Work required:
Return exactly the lines that run from the one containing "non special characters" to the end of the entries, with both ends included.

┌──

PR #1919, opened 2024-09-24
tikz: make all fonts with the same baseline

### LINKED ISSUE #1606: mindmap: node MaximumWidth: weird latex result

liudongmiao:
In AtomText, the minimal font height is set to 10. And in LaTeX, different character may has different height and depth. This PR find the height and descent of the first AtomText, then make sure other AtomText share the same baseline with the first AtomText.

This should resolve #1606

### DIFF
--- a/src/net/sourceforge/plantuml/klimt/creole/Sea.java
+++ b/src/net/sourceforge/plantuml/klimt/creole/Sea.java
@@ -36,18 +36,21 @@
 package net.sourceforge.plantuml.klimt.creole;
 
 import java.util.HashMap;
+import java.util.LinkedHashMap;
 import java.util.Map;
 import java.util.Objects;
 
 import net.sourceforge.plantuml.klimt.creole.atom.Atom;
+import net.sourceforge.plantuml.klimt.creole.legacy.AtomText;
 import net.sourceforge.plantuml.klimt.font.StringBounder;
+import net.sourceforge.plantuml.klimt.font.UFont;
 import net.sourceforge.plantuml.klimt.geom.MinMax;
 import net.sourceforge.plantuml.klimt.geom.XDimension2D;
 
 public class Sea {
 
 	private double currentX;
-	private final Map<Atom, Position> positions = new HashMap<Atom, Position>();
+	private final Map<Atom, Position> positions = new LinkedHashMap<Atom, Position>();
 	private final StringBounder stringBounder;
 
 	public Sea(StringBounder stringBounder) {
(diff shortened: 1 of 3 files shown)


src/net/sourceforge/plantuml/klimt/creole/Sea.java
```diff
@@ -36,18 +36,21 @@
...
 import net.sourceforge.plantuml.klimt.font.StringBounder;
+import net.sourceforge.plantuml.klimt.font.UFont;
 import net.sourceforge.plantuml.klimt.geom.MinMax;
 import net.sourceforge.plantuml.klimt.geom.XDimension2D;
 
 public class Sea {
 
 	private double currentX;
-	private final Map<Atom, Position> positions = new HashMap<Atom, Position>();
+	private final Map<Atom, Position> positions = new LinkedHashMap<Atom, Position>();
```
liudongmiao, line 53: Change to LinkedHashMap as we want to find the first AtomText.

src/net/sourceforge/plantuml/klimt/creole/Sea.java
```diff
@@ -85,6 +88,32 @@ public void translateMinYto(double newValue) {
...
+		double firstTextHeight = Double.NaN;
+		for (Map.Entry<Atom, Position> entry : new LinkedHashMap<>(positions).entrySet()) {
+			final Atom atom = entry.getKey();
+			if (!(atom instanceof AtomText)) {
+				continue;
+			}
+			AtomText atomText = (AtomText) atom;
+			UFont font = atomText.getFontConfiguration().getFont();
+			String text = atomText.getText();
+			double height = stringBounder.calculateDimension(font, text).getHeight() - stringBounder.getDescent(font, text);
```
liudongmiao, line 102: get the height without descent.

src/net/sourceforge/plantuml/klimt/creole/Sea.java
```diff
@@ -85,6 +88,32 @@ public void translateMinYto(double newValue) {
...
+			if (height == 0.0) {
+				continue;
+			}
+			if (Double.isNaN(firstTextHeight)) {
+				firstTextHeight = height;
+				continue;
+			}
+			double delta = firstTextHeight - height;
+			if (delta != 0.0) {
+				positions.put(atom, entry.getValue().translateY(delta));
```
liudongmiao, line 112: now we find the height delta.

src/net/sourceforge/plantuml/klimt/creole/SheetBlock1.java
```diff
@@ -140,13 +140,16 @@ private void initMap(StringBounder stringBounder) {
...
 			final double width = sea.getWidth();
 			widths.put(stripe, width);
 			minMax = sea.update(minMax);
 			final double height = sea.getHeight();
 			heights.put(stripe, height);
 			y += height;
+			if (stringBounder.matchesProperty("TIKZ")) {
+				sea.doAlignTikzBaseline();
+			}
+			sea.exportAllPositions(positions);
```
liudongmiao, line 152: sea.update, and sea.getHeight would re-calculate the height of positions. However, we only want to change the translation without the actual height, so move the adjust at last.

PR #1922, opened 2024-09-25
tikz: use the same protectText when calc dimension and render

liudongmiao:
- `~` / `\u00AB` / `\u00BB`, use the replacement as render
- `<` / `>`, ignore as non special characters

### DIFF
--- a/src/net/sourceforge/plantuml/FileFormat.java
+++ b/src/net/sourceforge/plantuml/FileFormat.java
@@ -246,6 +246,9 @@ public enum FileFormat {
 			}
 
 			protected String styleText(UFont font, String text) {
+				if (font == null) {
+					return "$" + text + "$";
+				}
 				StringBuilder sb = new StringBuilder();
 				final boolean italic = font.isItalic();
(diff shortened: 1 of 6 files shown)


liudongmiao:
@arnaudroques Please help to review.
Finally, Latex format in PlantUML use the same tex source to calc dimension and render, would avoid weird results.

And the document should be updated too:
- `skinparam TikzFont` is removed, we should document it, and remove the codes
- `pragma  TexSystem` and `pragma TexPreamble` is added, we should document it

arnaudroques:
> @arnaudroques Please help to review. Finally, Latex format in PlantUML use the same tex source to calc dimension and render, would avoid weird results.
> 
> And the document should be updated too:
> 
>     * `skinparam TikzFont` is unused, we should document it, and remove the codes
> 
>     * `pragma  TexSystem` and `pragma TexPreamble` is added, we should document it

└──

Solution to this problem:
- `<` / `>`, ignore as non special characters

### DIFF
--- a/src/net/sourceforge/plantuml/FileFormat.java
+++ b/src/net/sourceforge/plantuml/FileFormat.java
@@ -246,6 +246,9 @@ public enum FileFormat {
 			}
 
 			protected String styleText(UFont font, String text) {
+				if (font == null) {
+					return "$" + text + "$";
+				}
 				StringBuilder sb = new StringBuilder();
 				final boolean italic = font.isItalic();
(diff shortened: 1 of 6 files shown)


liudongmiao:
@arnaudroques Please help to review.
Finally, Latex format in PlantUML use the same tex source to calc dimension and render, would avoid weird results.

And the document should be updated too:
- `skinparam TikzFont` is removed, we should document it, and remove the codes
- `pragma  TexSystem` and `pragma TexPreamble` is added, we should document it

arnaudroques:
> @arnaudroques Please help to review. Finally, Latex format in PlantUML use the same tex source to calc dimension and render, would avoid weird results.
> 
> And the document should be updated too:
> 
>     * `skinparam TikzFont` is unused, we should document it, and remove the codes
> 
>     * `pragma  TexSystem` and `pragma TexPreamble` is added, we should document it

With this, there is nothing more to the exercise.